O meu violão do Sidney
“Então, vamos ficar com o violão. Quando o Sidão quiser, o violão voltará pra ele”.

Aguinaldo Rodrigues
Publicado em: 10/04/2022 às 13:43 | Atualizado em: 02/02/2023 às 19:43
Por Neuton Corrêa, do BNC Amazonas
Lembro-me que era uma manhã. Assim, tipo 10h. O maestro Neil Armstrong, meu compadre, me passou uma mensagem oferecendo rifa de um violão para ajudar o Tila Jones, outro parceiro nosso.
De pronto, disse: “Neil, vou ficar com dez rifas”.
O maestro agradeceu e, com seu seu jeito de ser, me deu informações sobre o instrumento.
“Legal, meu compadre, a gente aumenta a chance do violão ficar perto de nós”.
Um ano antes eu havia acabado de comprar o RL 495 (leia a história abaixo), última peça fabricada pelo luthier Raul Lage, cubano da revolução de Fidel Castro que viveu na periferia de Manaus e iniciou a principal escola de fabricantes artesanais de instrumentos do Amazonas.
Raul me ofereceu a peça ainda em projeto e, depois que eu a adquiri, no Brasil, ele morreu em Cuba.
Assim, fiquei com sua última obra, que talvez tenha sido sua obra-prima, dado a estima que os violonistas nutrem pelo RL 495. Tanto o é que nesses quatro anos passados não ficou mais que cinco meses perto de mim, tanto ser requisitado.
Voltando ao violão do Tila, eu já estava confiante que havia entrado na disputa pela viola, quando o Neil me deu outra informação.
“Compadre, ele ainda não começou as vendas”. E acrescentou, ainda mais misterioso: “Compadre, acho melhor você comprar o violão”.
Eu parei, perguntei a razão e ele me disse: “Esse violão tem história.

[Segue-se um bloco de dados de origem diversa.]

PR #2556, opened 2022-06-02
[WIP] Make some usages of suggestName runtime deprecated

mwachs5:
### Contributor Checklist

#### Type of Improvement

  - code cleanup      

#### API Impact

This runtime deprecates some usages of the suggestName API and warns that they will be turned into errors in the future. Specifically, you can no longer:

 * call suggestName on the same HasId more than once
 * call suggestName after the name has already been computed via _computeName
 * call suggestName with the same value that the prefix (autoSeed) would have given it
 
No impact on output verilog, though people avoiding these runtimeDeprecations would see them.

#### Desired Merge Strategy

#### Release Notes

Some usages of suggestName are runtime deprecated

- [ ] Did you review?

### DIFF
--- a/core/src/main/scala/chisel3/internal/Builder.scala
+++ b/core/src/main/scala/chisel3/internal/Builder.scala
@@ -15,7 +15,6 @@ import _root_.firrtl.{AnnotationSeq, RenameMap}
 import chisel3.experimental.dataview.{reify, reifySingleData}
 import chisel3.internal.Builder.Prefix
 import logger.LazyLogging
-import chisel3.internal.RuntimeDeprecatedTransform._
 
 import scala.collection.mutable
 
@@ -138,12 +137,14 @@ private[chisel3] trait HasId extends InstanceId {
     this
   }
 
-  /** Takes the first seed suggested. Multiple calls to this function will be ignored.
+  /** Takes the first seed suggested. Multiple calls to this function will be ignored (and will become an error in future).
     * If the final computed name conflicts with another name, it may get uniquified by appending
     * a digit at the end.
     *
     * Is a higher priority than [[autoSeed]], in that regardless of whether [[autoSeed]]
     * was called, [[suggestName]] will always take precedence.
+    *
+    * @note calling this after the name has already been computed will become an error in the future.
     *
     * @param seed The seed for the name of this component
     * @return this object
@@ -219,6 +220,8 @@ private[chisel3] trait HasId extends InstanceId {
 
   /** This resolves the precedence of [[autoSeed]] and [[suggestName]]
     *
+    * @note It will become an error in the future to suggestName the same thing that autoSeed would have assigned
+    *
     * @return the current calculation of a name, if it exists
     */
   private[chisel3] def seedOpt: Option[String] = {
@@ -280,26 +283,18 @@ private[chisel3] trait HasId extends InstanceId {
   // Helper for reifying the parent of a view if the view maps to a single Target
   private[chisel3] def reifyParent: BaseModule = reifyTarget.flatMap(_._parent).getOrElse(ViewParent)
 
-  private var _usedInstanceName: Option[String] = None
   // Implementation of public methods.
-  def instanceName: String = {
-    val result = _parent match {
-      case Some(ViewParent) => reifyTarget.map(_.instanceName).getOrElse(this.refName(ViewParent.fakeComponent))
-      case Some(p) =>
-        (p._component, this) match {
-          case (Some(c), _) => refName(c)
-          case (None, d: Data) if d.topBindingOpt == Some(CrossModuleBinding) => _ref.get.localName
-          case (None, _: MemBase[Data]) => _ref.get.localName
-          case (None, _) =>
-            throwException(s"signalName/pathName should be called after circuit elaboration: $this, ${_parent}")
-        }
-      case None => throwException("this cannot happen")
-    }
-    _usedInstanceName.foreach { used =>
-      require(used == result, s"We already used instance name ${used} but this time we came up with ${result}")
-    }
-    _usedInstanceName = Some(result)
-    result
+  def instanceName: String = _parent match {
+    case Some(ViewParent) => reifyTarget.map(_.instanceName).getOrElse(this.refName(ViewParent.fakeComponent))
+    case Some(p) =>
+      (p._component, this) match {
+        case (Some(c), _) => refName(c)
+        case (None, d: Data) if d.topBindingOpt == Some(CrossModuleBinding) => _ref.get.localName
+        case (None, _: MemBase[Data]) => _ref.get.localName
+        case (None, _) =>
+          throwException(s"signalName/pathName should be called after circuit elaboration: $this, ${_parent}")
+      }
+    case None => throwException("this cannot happen")
   }
   def pathName: String = _parent match {
     case None             => instanceName
--- a/core/src/main/scala/chisel3/internal/Builder.scala
+++ b/core/src/main/scala/chisel3/internal/Builder.scala
@@ -15,6 +15,7 @@ import _root_.firrtl.{AnnotationSeq, RenameMap}
 import chisel3.experimental.dataview.{reify, reifySingleData}
 import chisel3.internal.Builder.Prefix
 import logger.LazyLogging
+import chisel3.internal.RuntimeDeprecatedTransform._
 
 import scala.collection.mutable
 
@@ -148,6 +149,16 @@ private[chisel3] trait HasId extends InstanceId {
     * @return this object
     */
   def suggestName(seed: => String): this.type = {
+    if (suggested_seed.isDefined) {
+      Builder.deprecated(
+        s"Calling suggestName ($seed, when already called with ${suggested_seed}) more than once will become an error in Chisel 3.6"
+      )
+    }
+    if (_computedName.isDefined) {
+      Builder.deprecated(
+        s"Calling suggestName ($seed, when the name was already computed as ${_computedName})) after the name has already been computed will become an error in Chisel 3.6"
+      )
+    }
     if (suggested_seed.isEmpty) suggested_seed = Some(seed)
     naming_prefix = Builder.getPrefix
     for (hook <- suggest_postseed_hooks.reverse) { hook(seed) }
@@ -165,6 +176,8 @@ private[chisel3] trait HasId extends InstanceId {
     }
   }
 
+  private[chisel3] var _computedName: Option[Option[String]] = None
+
   /** Computes the name of this HasId, if one exists
     * @param defaultPrefix Optionally provide a default prefix for computing the name
     * @param defaultSeed Optionally provide default seed for computing the name
@@ -172,30 +185,35 @@ private[chisel3] trait HasId extends InstanceId {
     */
   private[chisel3] def _computeName(defaultPrefix: Option[String], defaultSeed: Option[String]): Option[String] = {
 
-    /** Computes a name of this signal, given the seed and prefix
-      * @param seed
-      * @param prefix
-      * @return
-      */
-    def buildName(seed: String, prefix: Prefix): String = {
-      val builder = new StringBuilder()
-      prefix.foreach { p =>
-        builder ++= p
-        builder += '_'
-      }
-      builder ++= seed
-      builder.toString
-    }
+    _computedName.getOrElse {
 
-    if (hasSeed) {
-      Some(buildName(seedOpt.get, naming_prefix.reverse))
-    } else {
-      defaultSeed.map { default =>
-        defaultPrefix match {
-          case Some(p) => buildName(default, p :: naming_prefix.reverse)
-          case None    => buildName(default, naming_prefix.reverse)
+      /** Computes a name of this signal, given the seed and prefix
+        * @param seed
+        * @param prefix
+        * @return
+        */
+      def buildName(seed: String, prefix: Prefix): String = {
+        val builder = new StringBuilder()
+        prefix.foreach { p =>
+          builder ++= p
+          builder += '_'
+        }
+        builder ++= seed
+        builder.toString
+      }
+
+      val result = if (hasSeed) {
+        Some(buildName(seedOpt.get, naming_prefix.reverse))
+      } else {
+        defaultSeed.map { default =>
+          defaultPrefix match {
+            case Some(p) => buildName(default, p :: naming_prefix.reverse)
+            case None    => buildName(default, naming_prefix.reverse)
+          }
         }
       }
+      _computedName = Some(result)
+      result
     }
   }
 
@@ -203,7 +221,17 @@ private[chisel3] trait HasId extends InstanceId {
     *
     * @return the current calculation of a name, if it exists
     */
-  private[chisel3] def seedOpt: Option[String] = suggested_seed.orElse(auto_seed)
+  private[chisel3] def seedOpt: Option[String] = {
+    suggested_seed.zip(auto_seed).foreach {
+      case (suggested, auto) =>
+        if (suggested == auto) {
+          Builder.deprecated(
+            s"calling suggestName(${suggested}) had no effect as it is the same as the auto prefixed name, this will become an error in 3.6"
+          )
+        }
+    }
+    suggested_seed.orElse(auto_seed)
+  }
 
   /** @return Whether either autoName or suggestName has been called */
   def hasSeed: Boolean = seedOpt.isDefined
@@ -252,18 +280,26 @@ private[chisel3] trait HasId extends InstanceId {
   // Helper for reifying the parent of a view if the view maps to a single Target
   private[chisel3] def reifyParent: BaseModule = reifyTarget.flatMap(_._parent).getOrElse(ViewParent)
 
+  private var _usedInstanceName: Option[String] = None
   // Implementation of public methods.
-  def instanceName: String = _parent match {
-    case Some(ViewParent) => reifyTarget.map(_.instanceName).getOrElse(this.refName(ViewParent.fakeComponent))
-    case Some(p) =>
-      (p._component, this) match {
-        case (Some(c), _) => refName(c)
-        case (None, d: Data) if d.topBindingOpt == Some(CrossModuleBinding) => _ref.get.localName
-        case (None, _: MemBase[Data]) => _ref.get.localName
-        case (None, _) =>
-          throwException(s"signalName/pathName should be called after circuit elaboration: $this, ${_parent}")
-      }
-    case None => throwException("this cannot happen")
+  def instanceName: String = {
+    val result = _parent match {
+      case Some(ViewParent) => reifyTarget.map(_.instanceName).getOrElse(this.refName(ViewParent.fakeComponent))
+      case Some(p) =>
+        (p._component, this) match {
+          case (Some(c), _) => refName(c)
+          case (None, d: Data) if d.topBindingOpt == Some(CrossModuleBinding) => _ref.get.localName
+          case (None, _: MemBase[Data]) => _ref.get.localName
+          case (None, _) =>
+            throwException(s"signalName/pathName should be called after circuit elaboration: $this, ${_parent}")
+        }
+      case None => throwException("this cannot happen")
+    }
+    _usedInstanceName.foreach { used =>
+      require(used == result, s"We already used instance name ${used} but this time we came up with ${result}")
+    }
+    _usedInstanceName = Some(result)
+    result
   }
   def pathName: String = _parent match {
     case None             => instanceName


mwachs5:
Note this currently comments out reflective naming as it kept tripping up the "you are suggesting the same name the prefix would have given you" test

core/src/main/scala/chisel3/internal/Builder.scala
```diff
@@ -161,49 +178,68 @@ private[chisel3] trait HasId extends InstanceId {
     // This could be called with user prefixes, ignore them
     noPrefix {
       suggested_seed = Some(seed)
-      this.suggestName(seed)
+      this.suggestNameInternal(seed)
     }
   }
 
+  private[chisel3] var _computedName: Option[Option[String]] = None
```
jackkoenig, line 185: I'm not super keen on adding this `var` because it increases the memory size of every `HasId` by 4-bytes and every named `Data` by 28-bytes. I took a different approach in https://github.com/chipsalliance/chisel3/pull/2561 to just recalculate the name and check which maybe we can do here.

jackkoenig, line 185: I'm not super keen on adding this `var` because it increases the memory size of every `HasId` by 4-bytes and every named `Data` by 28-bytes. I took a different approach in https://github.com/chipsalliance/chisel3/pull/2561 to just recalculate the name and check which maybe we can do here.

core/src/main/scala/chisel3/internal/Builder.scala
```diff
@@ -161,49 +178,68 @@ private[chisel3] trait HasId extends InstanceId {
...
+    suggested_seed.zip(auto_seed).foreach {
+      case (suggested, auto) =>
+        if (suggested == auto) {
+          Builder.deprecated(
+            s"calling suggestName(${suggested}) had no effect as it is the same as the auto prefixed name, this will become an error in 3.6"
+          )
+        }
+    }
+    suggested_seed.orElse(auto_seed)
+  }
```
jackkoenig, line 242: I don't think this is the right place to put this since, internally it seems reasonable to call `seedOpt` multiple times but now it might add a warning multiple times. Can we instead issue the warning upon calling `.suggestName`?

mwachs5:
This has changed in that I now am checking that thing-you-are-suggestNaming is actually `canBeNamed` (brought this back from #2561 ), and no longer checking "has name already been used before suggestname", because i'm not sure the suggestion for that given that we don't want to waste space on _computedName... probably simpler to just check if we have already closed the module

src/main/scala/chisel3/util/Arbiter.scala
```diff
@@ -132,7 +132,6 @@ class RRArbiter[T <: Data](val gen: T, val n: Int) extends LockingRRArbiter[T](g
   * consumer.io.in <> arb.io.out
   * }}}
   */
-@chiselName
```
mwachs5, line 135: oops missed one

src/main/scala/chisel3/util/Decoupled.scala
```diff
@@ -344,7 +344,6 @@ object Queue {
     *   consumer.io.in <> Queue(producer.io.out, 16)
     * }}}
     */
-  @nowarn("cat=deprecation&msg=TransitName")
```
mwachs5, line 347: this should have been deleted earlier

core/src/main/scala/chisel3/Module.scala
```diff
@@ -117,8 +117,8 @@ object Module extends SourceInfoDoc {
   */
 abstract class Module(implicit moduleCompileOptions: CompileOptions) extends RawModule {
   // Implicit clock and reset pins
-  final val clock: Clock = IO(Input(Clock())).suggestName("clock")
-  final val reset: Reset = IO(Input(mkReset)).suggestName("reset")
+  final val clock: Clock = IO(Input(Clock()))._suggestNameInternal("clock")
+  final val reset: Reset = IO(Input(mkReset))._suggestNameInternal("reset")
```
mwachs5, line 121: @azidar do we even still need these? why can't the plugin get these right?

core/src/main/scala/chisel3/internal/Builder.scala
mwachs5: no... because at time of suggestName we don't know what the auto seed is?

core/src/main/scala/chisel3/Module.scala
jackkoenig: The plugin isn't run on `core`.

core/src/main/scala/chisel3/internal/Builder.scala
```diff
@@ -178,10 +190,22 @@ private[chisel3] trait HasId extends InstanceId {
...
-  private[chisel3] def seedOpt: Option[String] = suggested_seed.orElse(auto_seed)
+  private[chisel3] def seedOpt: Option[String] = {
+    suggested_seed.zip(auto_seed).foreach {
+      case (suggested, auto) =>
+        if (suggested == auto) {
+          Builder.deprecated(
+            s"calling suggestName(${suggested}) had no effect as it is the same as the auto prefixed name, this will become an error in 3.6"
+          )
+        }
+    }
```
jackkoenig, line 206:
```suggestion
    if (suggested_seed.isDefined && auto_seed.isDefined) {
      if (suggested_seed.get == auto_seed.get) {
        Builder.deprecated(
          s"calling suggestName(${suggested}) had no effect as it is the same as the auto prefixed name, this will become an error in 3.6"
        )
      }
    }
```
I think this is worth micro-optimizing since this method is called on every `Data`, sometimes multiple times. Your code _probably_ JIT compiles just fine but I know the above will be fast in practice (because most don't have a `suggested_seed` so it will generally be 1 load and 1 branch rather than potentially allocating a Tuple object.

core/src/main/scala/chisel3/internal/Builder.scala
```diff
@@ -129,31 +129,42 @@ private[chisel3] trait HasId extends InstanceId {
...
     * @return this object
     */
   def suggestName(seed: => String): this.type = {
-    if (suggested_seed.isEmpty) suggested_seed = Some(seed)
-    naming_prefix = Builder.getPrefix
-    this
+    require(Builder.hasDynamicContext, s"suggestName (${seed}) should only be called from a Builder context.")
+    if (suggested_seed.isDefined) {
+      Builder.deprecated(
+        s"Calling suggestName ($seed, when already called with ${suggested_seed}) will become an error in Chisel 3.6"
```
jackkoenig, line 154:
```suggestion
        s"Calling .suggestName(\"$seed\"), when already called with \"${suggested_seed.get}\", will become an error in Chisel 3.6"
```

core/src/main/scala/chisel3/internal/Builder.scala
```diff
@@ -129,31 +129,42 @@ private[chisel3] trait HasId extends InstanceId {
...
+    * @note calling this after the name has already been computed will become an error in the future.
+    *
     * @param seed The seed for the name of this component
     * @return this object
     */
   def suggestName(seed: => String): this.type = {
-    if (suggested_seed.isEmpty) suggested_seed = Some(seed)
-    naming_prefix = Builder.getPrefix
-    this
+    require(Builder.hasDynamicContext, s"suggestName (${seed}) should only be called from a Builder context.")
```
jackkoenig, line 151: I think this should also be a deprecation rather than error (for purposes of backporting to 3.5.x). It currently just silently does nothing: https://scastie.scala-lang.org/nfiyNDBaSJWx4GKY4cxxOg

src/test/scala/chiselTests/naming/SuggestNameSpec.scala
```diff
@@ -0,0 +1,237 @@
...
+    }
+
+    val pm = new PhaseManager(Seq(Dependency[chisel3.stage.phases.Checks], Dependency[chisel3.stage.phases.Elaborate]))
+    val test = pm
+      .transform(Seq(ChiselGeneratorAnnotation(() => new Test()), NoRunFirrtlCompilerAnnotation))
+      .collectFirst {
+        case d: DesignAnnotation[_] => d
+      }
+      .get
+      .design
```
jackkoenig, line 48: FYI there's a much simpler way to express this sort of thing:
```suggestion
var test: Test = null
ChiselStage.elaborate {
  test = new Test
  test
}
```
It's nasty and horrible but pithy 🙂. Scala 3 has a [neat feature](https://dotty.epfl.ch/docs/reference/experimental/cc.html) to make such hacks a compile-time error, but for the foreseeable future we can do this.

That being said I'm suggesting changing this to a warning for this PR anyway.

core/src/main/scala/chisel3/internal/Builder.scala
```diff
@@ -129,31 +129,42 @@ private[chisel3] trait HasId extends InstanceId {
...
+      )
+    }
+    if (!HasId.canBeNamed(this)) {
+      Builder.deprecated(
+        s"Calling suggestName ($seed, on something that cannot actually be named: ${this}) will become an error in Chisel 3.6"
+      )
+    }
+    if (_parent.map(_.isClosed).getOrElse(false)) { // not sure what it means to have no parent
+      Builder.deprecated(
+        s"Calling suggestName ($seed, on ${this}, when the containing module (${_parent.get.name}) completed elaboration already will become an error in Chisel 3.6"
```
jackkoenig, line 164:
```suggestion
        s"Calling .suggestName(\"$seed\") on ${this} when the containing module \"${_parent.get.name}\" has already completed elaboration will become an error in Chisel 3.6"
```

src/test/scala/chiselTests/naming/SuggestNameSpec.scala
```diff
@@ -0,0 +1,237 @@
...
+        val x = WireInit(0.U(3.W)).suggestName("wire")
+        dontTouch(x)
+      }
+    }
+    val (log, _) = grabLog(ChiselStage.emitVerilog(new Test()))
+    log should include(
+      "calling suggestName(wire) had no effect as it is the same as the auto prefixed name"
+    )
+  }
+
```
jackkoenig, line 84: What happened to 4?

core/src/main/scala/chisel3/internal/Builder.scala
```diff
@@ -178,10 +190,22 @@ private[chisel3] trait HasId extends InstanceId {
...
     *
     * @return the current calculation of a name, if it exists
     */
-  private[chisel3] def seedOpt: Option[String] = suggested_seed.orElse(auto_seed)
+  private[chisel3] def seedOpt: Option[String] = {
+    suggested_seed.zip(auto_seed).foreach {
+      case (suggested, auto) =>
+        if (suggested == auto) {
+          Builder.deprecated(
+            s"calling suggestName(${suggested}) had no effect as it is the same as the auto prefixed name, this will become an error in 3.6"
```
jackkoenig, line 203:
```suggestion
            s"calling .suggestName(\"${suggested}\") had no effect as it is the same as the automatically given name, this will become an error in 3.6"
```

So this warning has a bit of a problem. For test `3` in your tests, the message you get is:
```
[deprecated] DependencyManager.scala:280 (1 calls): calling suggestName(wire) had no effect as it is the same as the auto prefixed name, this will become an error in 3.6
```

We can't give a good source locator here so we should make sure to give no source locator at all. Also we need to give the `.toString` for the `Data` so that it will at least let the user know what module it is in. Not having a source locator is pretty bad though....

core/src/main/scala/chisel3/internal/Builder.scala
```diff
@@ -129,31 +129,42 @@ private[chisel3] trait HasId extends InstanceId {
...
-    this
+    require(Builder.hasDynamicContext, s"suggestName (${seed}) should only be called from a Builder context.")
+    if (suggested_seed.isDefined) {
+      Builder.deprecated(
+        s"Calling suggestName ($seed, when already called with ${suggested_seed}) will become an error in Chisel 3.6"
+      )
+    }
+    if (!HasId.canBeNamed(this)) {
+      Builder.deprecated(
+        s"Calling suggestName ($seed, on something that cannot actually be named: ${this}) will become an error in Chisel 3.6"
```
jackkoenig, line 159:
```suggestion
        s"Calling .suggestName(\"$seed\") on \"$this\" (which cannot actually be named) will become an error in Chisel 3.6"
```

jackkoenig (changes requested):
Some minor suggestions, and 1 problem we should sort out (the error message for the suggestName matching the automatically derived name).

core/src/main/scala/chisel3/internal/Builder.scala
mwachs5: hmm, i thought I had a unit test for this error case so I am surprised it silently does nothing...

src/test/scala/chiselTests/naming/SuggestNameSpec.scala
mwachs5: Sigh.

src/test/scala/chiselTests/naming/SuggestNameSpec.scala
```diff
@@ -0,0 +1,237 @@
...
+      val inst = Instance(defn)
+      inst.suggestName("fuzz")
+      val fuzz = inst
+    }
+    val (log, chirrtl) = grabLog(ChiselStage.emitChirrtl(new Example))
+    log should equal("")
+    chirrtl should include("inst fuzz of AddOne")
+  }
+   */
+
```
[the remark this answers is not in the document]
mwachs5: should I just delete this? or put a ticket to track it?

src/main/scala/chisel3/util/Decoupled.scala
mwachs5: i deleted one of these off master already, it should have been deleted in the "delete TransitName" PR. But sure I can open a different PR for that.

src/test/scala/chiselTests/naming/SuggestNameSpec.scala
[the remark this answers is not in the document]
jackkoenig: I think deleting it and noting it in an issues is good. Or just a small comment saying "TODO test suggestName on Instance when <link to issue> is resolved"

src/test/scala/chiselTests/naming/SuggestNameSpec.scala
```diff
@@ -0,0 +1,237 @@
...
+      q.suggestName("fuzz")
+    }
+
+    val (log, chirrtl) = grabLog(ChiselStage.emitChirrtl(new Example))
+    log should equal("")
+    chirrtl should include("inst fuzz of PassThrough")
+  }
+
+  /*
+  property("5d. Calling suggestName on an Instance instance should be allowed") {
```
mwachs5, line 158:
```suggestion
  // This test is commented out until https://github.com/chipsalliance/chisel3/issues/2613 is resolved
  property("5d. Calling suggestName on an Instance instance should be allowed") {
```

core/src/main/scala/chisel3/internal/Builder.scala
mwachs5: ok I will make it a deprecation error, but still confused about why you say it silently does nothing given the test for it

jackkoenig: Sorry, by currently I mean in Chisel 3.5.3 it does nothing (see my Scastie). I'm saying it should be a warning in 3.5.4 and an error in 3.6.0.

src/test/scala/chiselTests/naming/SuggestNameSpec.scala
mwachs5: 😱

core/src/main/scala/chisel3/internal/Builder.scala
```diff
@@ -178,10 +192,22 @@ private[chisel3] trait HasId extends InstanceId {
...
     *
     * @return the current calculation of a name, if it exists
     */
-  private[chisel3] def seedOpt: Option[String] = suggested_seed.orElse(auto_seed)
+  private[chisel3] def seedOpt: Option[String] = {
+    suggested_seed.zip(auto_seed).foreach {
+      case (suggested, auto) =>
+        if (suggested == auto) {
+          Builder.deprecated(
+            "calling suggestName(\"" + suggested + "\") had no effect as it is the same as the automatically given name, this will become an error in 3.6"
```
mwachs5, line 205: Sorry @jackkoenig your long comment here got rebased away (about source locators).

Suggestions on either of these points?:

A.  I can't put `$this` into the debug string because it then becomes recursive call since this is part of toString.
B. I'm not sure how to do what you are saying about make sure the source locator does not show up... how can I suppress a source locator?

src/test/scala/chiselTests/naming/SuggestNameSpec.scala
```diff
@@ -0,0 +1,240 @@
...
+    // Nasty use of var, only for this test purpose. Don't do stuff like this!
+    var test: Test = null
+    ChiselStage.elaborate {
+      test = new Test
+      test
+    }
+    val (log, _) = grabLog {
+      test.wire.suggestName("somethingElse")
+    }
+    log should include("suggestName(\"somethingElse\") should only be called from a Builder context")
```
mwachs5, line 50: @jackkoenig this test doesn't actually raise any runtime deprecations, what am I missing? I would assume I am not in a Builder context...

jackkoenig: I had to do a similar thing in https://github.com/chipsalliance/chisel3/pull/2550, check it out. It's awkward but this is a warning we'll add and backport, and then promptly delete.

core/src/main/scala/chisel3/internal/Builder.scala
```diff
@@ -178,10 +192,22 @@ private[chisel3] trait HasId extends InstanceId {
...
+    *
+    * @note It will become an error in the future to suggestName the same thing that autoSeed would have assigned
     *
     * @return the current calculation of a name, if it exists
     */
-  private[chisel3] def seedOpt: Option[String] = suggested_seed.orElse(auto_seed)
+  private[chisel3] def seedOpt: Option[String] = {
+    suggested_seed.zip(auto_seed).foreach {
+      case (suggested, auto) =>
+        if (suggested == auto) {
```
jackkoenig, line 203:
```suggestion
    if (suggested_seed.isDefined && auto_seed.isDefined) {
      if (suggested_seed.get == auto_seed.get) {
```
I suggested this in a comment that got lost but I think this is worth micro-optimizing to avoid any allocations as this is called on every `Data`.

core/src/main/scala/chisel3/internal/Builder.scala
jackkoenig: You could do one of the following to get rid of the source locator: (a) Use `Builder.warningNoLoc`, (b) Use `Builder.deprecated(msg, Some(""))`, (c) Enhance `Builder.deprecated` to not require a source locator

(b) sort of works but you end up with:
```
[deprecated]  (1 calls): calling .suggestName("wire")
```
I think we could make it understand empty source locators to get rid of the `(1 calls)` bit.

Alright we can't call `.toString` but we need to give the user some more information, maybe:
```scala
val name = this._parent.get.name + "." + suggested
Builder.deprecated(
  "calling .suggestName(\"" + suggested + "\") on " + name + " had no effect as it is the same as the automatically given name, this will become an error in 3.6",
  Some("")
)
```

mwachs5: how about Some("(unknown)") which is what the deprecated message would do if it couldn't figure out the location

src/test/scala/chiselTests/naming/SuggestNameSpec.scala
mwachs5: excellent, tried that and it worked, thanks!

core/src/main/scala/chisel3/internal/Builder.scala
mwachs5: Now this is:

mwachs5: which I think is OK

src/test/scala/chiselTests/naming/SuggestNameSpec.scala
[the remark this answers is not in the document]
mwachs5: i put the comment to the issue link #2613

core/src/main/scala/chisel3/internal/Builder.scala
```diff
@@ -129,31 +129,42 @@ private[chisel3] trait HasId extends InstanceId {
...
+      Builder.deprecated(
+        s"Calling suggestName ($seed, when already called with ${suggested_seed}) will become an error in Chisel 3.6"
+      )
+    }
+    if (!HasId.canBeNamed(this)) {
+      Builder.deprecated(
+        s"Calling suggestName ($seed, on something that cannot actually be named: ${this}) will become an error in Chisel 3.6"
+      )
+    }
+    if (_parent.map(_.isClosed).getOrElse(false)) { // not sure what it means to have no parent
```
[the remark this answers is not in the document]
mwachs5: i could only get it to give me the one warning about the BuilderContext, so i think that is OK.

mwachs5:
I *think* I've incorporated all the feedback

core/src/main/scala/chisel3/internal/Builder.scala
```diff
@@ -268,7 +303,26 @@ private[chisel3] trait HasId extends InstanceId {
...
+    case m: MemBase[_] => true
+    // These names don't affect hardware
+    case _: VerificationStatement => false
+    // While the above should be comprehensive, since this is used in warning we want to be careful
+    // to never accidentally have a match error
+    case _ => false
+  }
+}
+
+/** Holds the implementation of to for Data and MemBase */
```
mwachs5, line 325:
```suggestion
/** Holds the implementation of toNamed for Data and MemBase */
```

Já gravou muitos sucessos, acompanhou artistas em muitos shows por anos e anos e esteve nas gravações das toadas do Garantido não sei quanto tempo”.
Com a história, parei e disse: “Vê quanto o Tila está precisando e vamos deixar esse garoto perto da gente, pra todo mundo (nossa turma, é claro) tocar quando precisar”.
Imediatamente, o maestro entrou em contato com nosso amigo. Este disse o que lhe apertava e combinamos a solução.
Mas maestro Neil ainda guardava mais duas informações que só me deu quando o Tila já havia desistido da rifa e se convencido a deixar o instrumento com a gente.
Foi então que o maestro me disse:
“Compadre, esse violão tem uma história curiosa. Sabias que eu acho que o destino dele era ficar com a gente?”.
Respondi que sim, sem ter consciência da resposta. Sobre isso, o Neil me contou.
“O Tila conseguiu esse violão numa rifa. Na verdade, o patrocinador da rifa dele foi o Carlão (Kaita), que comprou dois bilhetes, ficou com um e deu o outro pro Tila”, disse, acrescentando:
“Meu compadre, foi muita sorte. Muita gente tinha comprado a rifa e o sorteio acabou dando o violão pro Tila Jones”.
Por fim, o Neil me contou o maior segredo sobre o violão.
“Esse violão, meu compadre, graças a Deus ficou o Tila, porque seria uma perda muito grande a gente não saber pra onde ele foi”.
Fiquei intrigado. E antes que perguntasse, o Neil disse:
“Esse violão era do Sidão [Sidney Rezende]. Ele vendeu porque estava aperreado”.
Eu, então, reafirmei ao maestro:
“Então, vamos ficar com o violão. Quando o Sidão quiser, o violão voltará pra ele”.
Em dezembro passado, tive a oportunidade de dizer pro Sidão que o violão dele estava comigo. Ele, de pronto, retrucou.
“Cordas de aço, um Walden”.
E, então, lhe disse:
“É seu. Eu agora estou guardando ele”.
A outra rifa
Sidney apenas me olhou, como se não quisesse falar do assunto, e puxou outro.
“Vamos falar da rifa do meu quadro”, mudou ele de assunto.
Esse é outro episódio da vida do artista mineiro que o Amazonas abraçou e adotou como se fosse seu filho.
Um dia conto os bastidores dessa segunda rifa, do quadro.
Por enquanto relembro esta, do violão, parceiro fiel do Sidney Rezende até o último dedilhado em suas cordas, como se fosse seu último suspiro. Que tenha partido em paz!